FIGURE 1.

The effect of V2 protein on the nuclear distribution of V1 protein. (A) Localization of the V1 protein in the absence or presence of the V2 protein in N. benthamiana cells. V1-YFP expressed alone, co-expressed with BMV 1a-FLAG or FLAG-V2, detected either by confocal microscopy (left panel) or by western blotting using an anti-GFP polyclonal antibody (right panel). Arrows point to the nuclear areas in cells. DAPI stains DNA in the nucleus. PEPC serves as a control for equal loading of total lysates. Asterisk indicates a non-specific bands detected in all samples. Bars: 50 μm. (B) Localization of V2 in N. benthamiana cells. The expressed YFP or V2-YFP in epidermal cells of N. benthamiana leaves was detected either by confocal microscopy (left panel) or by western blotting using an anti-GFP polyclonal antibody (right panel).

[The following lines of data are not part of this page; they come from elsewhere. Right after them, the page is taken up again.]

PR #153, opened 2022-12-26
AA-93: Adding debug RPC APIs for the Bundler to use

shahafn:


eip/EIPS/eip-4337.md
```diff
@@ -453,26 +453,26 @@ For security reasons, it is important that the generated contract address will d
...
 it should make a static call to the `entryPoint.getSenderAddress()`
 
 ### Entry point upgrading
 
 Accounts are encouraged to be DELEGATECALL forwarding contracts for gas efficiency and to allow account upgradability. The account code is expected to hard-code the entry point into their code for gas efficiency. If a new entry point is introduced, whether to add new functionality, improve gas efficiency, or fix a critical security bug, users can self-call to replace their account's code address with a new code address containing code that points to a new entry point. During an upgrade process, it's expected that two mempools will run in parallel.
 
 ## RPC methods
-
-### * eth_sendUserOperation
+### debug Namespace
```
yoavw: There are two "debug Namespace" titles.  I think this one should have been something else, as it precedes the "eth_" ones.

eip/EIPS/eip-4337.md
```diff
@@ -624,6 +624,219 @@ Returns an array of the entryPoint addresses supported by the client. The first
...
+# Response
+{
+  "jsonrpc": "2.0",
+  "id": 1,
+  "result": "0x1"
+}
+```
+
+### debug Namespace
+
```
yoavw, line 663: Maybe a few words here about why bundlers need to implement the debug namespace (required by the tests suite) and that these APIs shouldn't be available to users in production?

eip/EIPS/eip-4337.md
```diff
@@ -624,6 +624,219 @@ Returns an array of the entryPoint addresses supported by the client. The first
...
+        callData, // bytes
+        callGasLimit, // uint256
+        verificationGasLimit, // uint256
+        preVerificationGas, // uint256
+        maxFeePerGas, // uint256
+        maxPriorityFeePerGas, // uint256
+        paymasterAndData, // bytes
+        signature // bytes
+      },
+      "prefund": "0x1234abcd",
```
yoavw: I think we're missing `entrypoint` here.  During periods of network upgrades, bundlers will participate in two mempools, one with the old entrypoint and one with the new one.  This is inevitable because the old one needs to be supported as long as some accounts haven't upgraded.  The `entrypoint` is also specified during eth_sendUserOperation, and is hashed into userOpHash.

Alternatively, add an optional `entrypoint` parameter to this call, since different entrypoints have different mempools.  This call should then only return the mempool of the requested entrypoint.  If not specified, use the primary one (the first one returned by `eth_supportedEntryPoints` as the EIP defines it to be the preferred one).

eip/EIPS/eip-4337.md
```diff
@@ -624,6 +624,219 @@ Returns an array of the entryPoint addresses supported by the client. The first
...
+`prefund` - The calculated prefund required for the user operation execution.
+`aggregator` - (optional) the aggregator used by the senderaccount.
+
+```json=
+# Request
+{
+  "jsonrpc": "2.0",
+  "id": 1,
+  "method": "debug_bundler_dumpMempool",
+  "params": []
```
yoavw: Consider `entrypoint` param.  See explanation below.

eip/EIPS/eip-4337.md
```diff
@@ -624,6 +624,219 @@ Returns an array of the entryPoint addresses supported by the client. The first
...
+      "prefund": "0x1234abcd",
+      "aggregator": "0x7A0A0d159218E6a2f407B99173A2b12A6DDfC2a6"
+    }
+  ]
+}
+```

White arrows point to the nuclear areas in cells as shown in left column. Red arrows point to V2 aggregates. DAPI stains DNA in the nucleus. Bars: 50 μm. (C) Distribution of V1 protein in the absence or presence of FLAG-V2 in H2B-RFP transgenic N. benthamiana plants as analyzed by using a nuclear-cytoplasmic fractionation assay. Nuclei were purified using percoll density gradient centrifugation. Western blotting was conducted with antibodies specific to the indicated proteins. PEPC and H2B-RFP were used as a marker for the cytoplasmic and nuclear fraction, respectively. The intensity of protein signal was measured by using ImageQuant TL (GE healthcare), with levels of the cytoplasm plus the nucleus levels totaling 100%.